CMTA Voices Concerns on Solar Proposal

By CMTA Staff

Capitol Update, Jan. 6, 2006 Share this on FacebookTweet thisEmail this to a friend

The Schwarzenegger Administration and state regulators are pushing ahead with plans for a roll-out of the "California Solar Initiative" or "CSI" by 2007, despite serious concerns expressed by stakeholders about the program and critical implementation issues that need to be addressed in 2006.  (The "Initiative" is a proposal before regulatory agencies and not destined for the ballot box.)

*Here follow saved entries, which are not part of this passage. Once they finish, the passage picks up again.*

PR #62, opened 2018-07-09
OCLOMRS-83: Fix the url to get CIEL concepts.

shakirandagire:
# JIRA TICKET NAME:
[OCLOMRS-83: Fix the url to get CIEL concepts.](https://issues.openmrs.org/browse/OCLOMRS-83)

# Summary:
Fix the url to view CIEL concepts to be added to the dictionary

### DIFF
--- a/src/components/dictionaryConcepts/components/ConceptDropdown.jsx
+++ b/src/components/dictionaryConcepts/components/ConceptDropdown.jsx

The goal of the CSI is to place one million solar energy systems, or the equivalent of 3,000 megawatts (MW) of capacity, on new or existing residential and commercial buildings by 2018 through a declining rebate program that grants rebates on the installation of solar energy systems.

CMTA remains skeptical that a program implemented in the state of California alone can impact the market in such a way that, after a 10-year program with declining rebates, solar photovoltaic technologies will be cost competitive with other demand reduction or supply sources.  The potential costs and benefits of the CSI remain of paramount importance to large customers who are already burdened with the highest electric rates in the West.  CMTA believes that state policymakers should be pursuing alternatives that drive down rates, not raise them.

In comments filed on January 3, CMTA urged the California Public Utilities Commission (CPUC) to finalize and approve a methodology that will allow policymakers to assess and compare the cost-effectiveness of solar technologies, distributed generation, combined heat and power and energy investments over time.  Furthermore, a clearly defined cost-benefit methodology to analyze the impacts on participants and ratepayers alike would allow policymakers to properly evaluate CSI program successes and failures, and most importantly, make the necessary mid-course corrections.

CMTA also urges the CPUC to adopt cost allocation principles as part of the CSI decision and an "equal percent of distribution rates" as the allocation methodology, thus ensuring that large industrial customers do not bear a disproportionate share of program costs.  Large industrial customers will not receive any direct benefits from the program and, therefore, should not be expected to pay a significant portion of the costs.